Fringe festival is the most welcoming art event of the world. Anyone who wants to can be part of it in any way they want; artists, audience and staff make a big celebrating community, all of them excited, overwhelmed and also tired for different reasons but in the same spirit of  fun and creativity. That’s why I find it so challenging to spot the good events from the ones you wish you hadn’t spent your time on, even though both of these categories seem to be equal parts of the experience. Things get even trickier when it comes to ‘comedy’; such a vast and diverse genre and the very core of it – humor – is such a subjective sense. However, through my 3 years of relentless fringe show hunting, I’ve noticed that there is one thing that comedians have in common and I’m personally not very fond of; the are LOUD.

That’s why my first impression of Rob Auton: The Talk Show was how tranquil his hilarity was.

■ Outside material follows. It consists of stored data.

PR #47698, opened 2026-01-26
editor: Store folds by file path for persistence across tab close

Brandtweary:
## Summary

Extends #46011 to make folds survive tab close and workspace cleanup.

- Adds `file_folds` table keyed by `(workspace_id, path)` instead of `editor_id`
- Follows the `breakpoints` table pattern in `workspace/src/persistence.rs`
- Includes backwards-compatible migration from `editor_folds` on first read

cc @Veykril - you reviewed the original fold persistence PR, this extends it to handle the tab-close case.

## Problem

Folds stored by `editor_id` get deleted when:
1. User closes a tab
2. Tab is removed from workspace serialization
3. On next Zed start, `cleanup()` deletes editor rows not in `loaded_items`
4. `ON DELETE CASCADE` wipes associated folds
5. User manually reopens file → folds gone

This is especially painful for PKM/notes workflows where folds represent permanent document structure (collapsed sections, reference blocks, etc).

## Solution

Store folds by file path, not editor ID. The `breakpoints` table already proves this pattern works in Zed - breakpoints persist across tab close because they're keyed by path.

## Migration

The PR includes backwards-compatible migration: reads from `file_folds` first, falls back to `get_editor_folds()`, and migrates old data on first read. Happy to remove this if you'd prefer a clean break - I'd delete `get_editor_folds()`, remove the fallback logic in `read_metadata_from_db()`, and add a `DROP TABLE IF EXISTS editor_folds` migration. Users would lose any folds saved before the update.

## Test Plan

- [x] Unit test for `file_folds` queries in `persistence.rs`
- [x] Manual test: Open file → fold → close tab → quit Zed → reopen → manually open file → folds restored

Release Notes:

- N/A

### DIFF
--- a/crates/editor/src/editor.rs
+++ b/crates/editor/src/editor.rs
@@ -122,7 +122,7 @@ use language::{
     AutoindentMode, BlockCommentConfig, BracketMatch, BracketPair, Buffer, BufferRow,
     BufferSnapshot, Capability, CharClassifier, CharKind, CharScopeContext, CodeLabel, CursorShape,
     DiagnosticEntryRef, DiffOptions, EditPredictionsMode, EditPreview, HighlightedText, IndentKind,
-    IndentSize, Language, LanguageName, LanguageRegistry, LanguageScope, OffsetRangeExt,
+    IndentSize, Language, LanguageName, LanguageRegistry, LanguageScope, LocalFile, OffsetRangeExt,
     OutlineItem, Point, Runnable, Selection, SelectionGoal, TextObject, TransactionId,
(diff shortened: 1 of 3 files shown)


SomeoneToIgnore (commented):
Given https://github.com/zed-industries/zed/blob/f1f88b8a169708df40d293d295dd8beda413052f/crates/editor/src/items.rs#L1324-L1334 , is there any point, functionality-wise, in this PR?

Veykril (approved):

PR #47702, opened 2026-01-26
Fix tool calling with empty call_id on OpenAI-compatible APIs

### LINKED ISSUE #47696: Agent tool calling fails with empty call_id when using enterprise OpenAI-compatible API
### Summary

When using Zed agent with an enterprise OpenAI-compatible API, tool calls fail with an error about empty \ parameter.

### Description

I've configured Zed to use our enterprise OpenAI-compatible API endpoint. Regular message exchange works correctly - I can send messages and receive responses. However, when the agent attempts to call tools, the request fails with the following error:

\
The error indicates that Zed is sending an empty string for the \ field in position 8 of the input array, but the API requires this to be a non-empty string.

### Model Provider Details

- **Provider**: Enterprise OpenAI-compatible API
- **Mode**: Agent Panel
- **Tool Calling**: Failing

### Expected Behavior

When the agent needs to call a tool:
1. Zed should generate a valid non-empty \ for each tool call
2. The tool call should execute successfully
3. Results should be returned to the agent

### Actual Behavior

1. Zed sends a tool call request with an empty 2. The OpenAI-compatible API rejects the request with a 400 error
3. Tool calling fails completely

### Reproduction Steps

1. Configure Zed to use an enterprise OpenAI-compatible API endpoint
2. Start a conversation with the agent
3. Request the agent to perform an action that requires tool calling
4. Observe the error in the agent panel

### Additional Context

This appears to be specific to tool calling - regular conversation works fine. The issue may be related to how Zed constructs the tool call payload for OpenAI-compatible endpoints.

(Please add your version information from Help > About Zed or \)

ThePlenkov:
Fixes #47696

## Problem

When using Zed agent with enterprise OpenAI-compatible API endpoints (particularly AWS Bedrock-based), tool calls fail with validation errors:
```
Invalid length for parameter messages[3].content[1].toolUse.toolUseId, value: 0, valid min length: 1
Invalid length for parameter messages[3].content[1].toolUse.name, value: 0, valid min length: 1
```

### Root Cause

Some OpenAI-compatible APIs return tool calls with empty `id` and `name` fields. When Zed sends these back to the API as conversation history in subsequent requests, validation fails because these APIs require non-empty strings.

### Evidence from #47696

Zed was **sending** malformed tool calls in conversation history:
```json
"tool_calls": [
  {
    "id": "",  // Empty string causes validation error
    "type": "function",
    "function": {
      "name": "",  // Empty string causes validation error
      "arguments": "{\"path\":\"test\"}"
    }
  }
]
```

## Solution

Generate valid tool call IDs and names when serializing conversation history for API requests:

### Changes
- **Added UUID dependency** - Added `uuid` crate with v4 feature to language_models crate
- **Fixed request serialization** (`into_open_ai`) - Generate IDs/names when tool calls are sent **back to the API** as conversation history (the actual bug)
- **Fixed streaming responses** - Defense-in-depth: also fix empty IDs when receiving streaming responses
- **Fixed non-streaming responses** - Defense-in-depth: also fix empty IDs when receiving non-streaming responses
- **Added logging** - Warning logs when tool names are empty
- **Added tests** - Both response parsing and round-trip serialization tests

### Generated IDs Format
Uses OpenAI's convention: `call_{uuid}` (e.g., `call_123e4567-e89b-12d3-a456-426614174000`)

## Files Changed
- `crates/language_models/Cargo.toml` - Added uuid dependency
- `crates/language_models/src/provider/open_ai.rs` - Fixed tool call ID/name generation and added tests

---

There was absolutely nothing pompous about his performance, which was filled with everyday life observations amplified through words made of thoughts that we all have but never really talk about; never really notice that they are there; definitely never share them with strangers! Somehow, his humor encapsulated surrealism into normality engaging the audience with his poetry of the ordinary; a value re-apportionment of everything around us.

If there’s something I really enjoy in comedy is when performers say something so hilarious that they can help but break character and laugh at their own jokes. Rob Auton made us all immerse into the brilliance of his poetry only to suddenly catch us off guard with little humorous comments that even himself couldn’t keep a straight face from. Despite his obvious eccentricity – a genuine artist as he is – he was one of us, he improvised from our stories, he made us part of his show through either direct dialogue or simply by referring to common knowledge, which he would twist in a masterly manner.

Talking about words, that his show was about, I couldn’t believe how lucky I was to sit there and listen to him negotiating their meaning at a time when I often find myself thinking about words and how difficult they sometimes make communication even though they are supposed to serve it. Words can shape our reality and his extraordinary use of them definitely molded mine for the 1 hour that the show lasted. At the end I was happy to see that Rob Auton is published writer/illustrator and of course I bought all 3 of his available books, from which the photo of this article comes from.

This was the last Fringe 2018 show for me, at The Caves in Cowgate, a perfect end to a 3-week heartwarming journey. I needed the city to go quiet again before started writing about The Talk Show; quiet and intimate as it was, ‘so loud that it didn’t need any volume’.